If you want to split sentences quickly, you can use the split_sentences function with the backend='fast' option from Kss 5.0.0. This method is based on the fast algorithm utilized in Kss versions prior to 3.0. It offers significantly faster processing compared to the mecab backend, but less accurate. Therefore, This feature could be useful when you need to split sentences very quickly but don't need high accuracy. Furthermore, the fast backend has been implemented in both Python and Cython.

  • If your environment supports the installation of Cython, Kss will use the Cython implementation, which boasts the fastest performance (x600 faster than mecab).
  • Otherwise, it will use the Python implementation, which is slower than the Cython version but faster than the mecab backend (x4 faster than mecab).

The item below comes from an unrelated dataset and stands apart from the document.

PR #7905, opened 2022-12-15
eslint config update and warnings fixed

stackoverfloweth:
updated to latest [@prefecthq/eslint-config](https://www.npmjs.com/package/@prefecthq/eslint-config)
applied fixes with `npm run lint:fix`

Given the substantial speed advantage of the Cython implementation, it is strongly recommended over the Python alternative. Kss automatically detects the availability of Cython in your environment and will install it if feasible, so you don't need to worry about Cython and C++ dependencies.

Accuracy (Normalized F1)

Backend blogs_ko blogs_lee nested sample tweets v_ending wikipedia
mecab 0.8860 0.8887 0.9206 0.9682 0.8137 0.4815 1.0000
fast (Python) 0.6281 0.7899 0.6899 0.7482 0.5315 0.1596 0.7358
fast (Cython) 0.6545 0.8132 0.6372 0.8407 0.5892 0.1596 0.9566

Speed (msec)

Backend blogs_ko blogs_lee nested sample tweets v_ending wikipedia
mecab 538.10 293.31 225.05 56.35 184.91 20.55 899.99
fast (Python) 146.75 70.94 52.84 12.11 37.80 4.69 255.90
fast (Cython) 0.91 0.55 0.46 0.09 0.40 0.05 1.12

Please note that while the core algorithm in the fast backend mirrors that of Kss C++ 1.3.1, several bugs identified in the original implementation have been rectified in Kss 5.0.0.